Sunday, January 18, 2015

UK celebrating 800th anniversary of Magna Carta

Magna Carta's 800th anniversary celebration | Toronto Star - Henry Stancu:

January 15, 2015 - "The Magna Carta turns 800 this June and England has invited the world to take part in a series of birthday celebrations throughout most of the year....

"Essentially a peace treaty between England’s King John (1166-1216) and a group of rebellious barons at odds with the unpopular ruler’s fiscal policies, the 'Great Charter' is considered the foundation of modern democracy and the cornerstone of western justice and liberty....

"The Magna Carta made everyone, including royalty, subject to the law.

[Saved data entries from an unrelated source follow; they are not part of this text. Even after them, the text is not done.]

PR #2407, opened 2024-10-10
fixes: the video link of gradio5

chenglu:
Hi @abidlabs 

I've update the video link for the 2nd video demo of Gradio 5, since the existing link seems broken on the blog page.

cc/ @xianbaoqian @adeenayakup 

Thanks!
Luke


abidlabs (approved):
Thanks @chenglu, this makes sense to me, although both  videos are weirdly not showing up for me in my browser when I test the direct urls.

xianbaoqian:
Thx Luke! Checked hf.co/blog and the video works for me 👍 

@abidlabs I had a similar issue before and solved it by clearing caches / changing the browser :)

The bulk of the 63 clauses dealt with the series of grievances about ownership of land and taxation raised by irate barons and the English church against King John, but it was the 39th clause that granted all 'free men' the right to fair treatment and justice.

"Of course, only about 10 per cent of England’s population was considered 'free' under the feudal system of the time.

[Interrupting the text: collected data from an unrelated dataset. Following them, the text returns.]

PR #2444, opened 2024-10-25
add intel-gcp-c4

yao-matrix:
@kding1 @IlyasMoutawwakil  @echarlaix , pls help review and comment anything, thx.


assets/intel-gcp-c4/text_generation_perf.png
IlyasMoutawwakil, line 1: love this chart, it shows how throughput increases without compromising as much latency.
maybe use the term and metric "decoding throughput" instead of "per-token throughput".

yao-matrix: > love this chart, it shows how throughput increases without compromising as much latency. maybe use the term and metric "decode throughput" instead of "per-token throughput".

seems in optimum-benchmark, `decode throughput` and `per-token throughput` are 2 different metrics, I understood in our e-mail that you may prefer `per-token throughput`, let me know if you prefer `decode throughput`, I'll change to it.

IlyasMoutawwakil: `decode-throughput` and `per-token-throughput` are the same metric but they might be slightly different numerically because they are measured differently (holistic vs fine-grained), for example 36 vs 37 in https://huggingface.co/datasets/optimum-benchmark/cpu/blob/main/cpu_inference_transformers_text-generation_openai-community/gpt2/benchmark_report.json
It's just a matter of wording, decoding throughput makes more sense for me than per-token throughput.

IlyasMoutawwakil:
@yao-matrix can provide some version/commit pins for reproduction ; the ipex backend was just refactored in optimum-intel and i'm not sure how that impacts the results.

yao-matrix:
> @yao-matrix can you provide some version/commit pins for reproduction ; the ipex backend was just refactored in optimum-intel and i'm not sure how that impacts the results.

done, thx. I put version and commit pinning in commands of set up env section, thx.

intel-gcp-c4.md
```diff
@@ -0,0 +1,147 @@
...
+
+Now, you have one C4 instance.
+
+## Set up environment
+Follow below steps to set up the environment easily. For reproducibility, we list the version and commit we are using in the commands.
+
+1. SSH connect to instance
+2. `$ pip install "optimum-intel[ipex]"@git+https://github.com/huggingface/optimum-intel.git@6a3b1ba5924b0b017b0b0f5de5b10adb77095b`
+3. `$ pip install torch==2.3.1 torchvision torchaudio --index-url https://download.pytorch.org/whl/cpu`
+4. `$ python -m pip install intel-extension-for-pytorch==2.3.10`
```
IlyasMoutawwakil, line 63: shouldn't this come after running the container ?

intel-gcp-c4.md
```diff
@@ -55,19 +55,27 @@ Follow the below steps to create a 96-vcpu instance which corresponds to one Int
...
+5. `$ git clone https://github.com/huggingface/optimum-benchmark.git`
+6. `$ cd ./optimum-benchmark`
+7. `$ git checkout d58bb2582b872c25ab476fece19d4fa78e190673`
+8. `$ cd ./docker/cpu`
+9. `$ sudo docker build . -t <your_docker_image_tag>`
+10. `$ sudo docker run -it --rm --privileged -v /home/<your_home_folder>:/workspace <your_docker_image_tag> /bin/bash`
+
+We are in container now, do following steps:
+
+1. `$ pip install huggingface-hub`
```
IlyasMoutawwakil, line 73: a login is required after this step (with a token that has gated llama repos permissions)

yao-matrix: done

intel-gcp-c4.md
yao-matrix: yes, updated

IlyasMoutawwakil (approved):
Great work !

"Translated from Latin, the clause reads: 'No free man shall be seized or imprisoned, or stripped of his rights or possessions, or outlawed or exiled, or deprived of his standing in any way, nor will we proceed with force against him, or send others to do so, except by the lawful judgment of his equals or by the law of the land.'

"It wasn’t even considered a prominent clause at the time, but its interpretation by future generations has made it the monumental declaration it is today.

"Those principles would later inspire the drawing up of constitutional documents around the globe, such as the U.S. Bill of Rights in 1791, the Universal Declaration of Human Rights in 1948 and the European Convention on Human Rights in 1950.

"The famous decree had a rocky ride for a year as King John, who felt cornered into approving it, got Pope Innocent III to issue a papal bull declaring it null and void, but the king’s son and successor, Henry III, approved a series of revisions over the next decade as the monarchy continued to be at odds with the Church and the rebellious barons until the charter was accepted onto parliament’s roll of statutes in 1297.

"The revisions cut away about a third of the document’s clauses, but the 39th survived intact."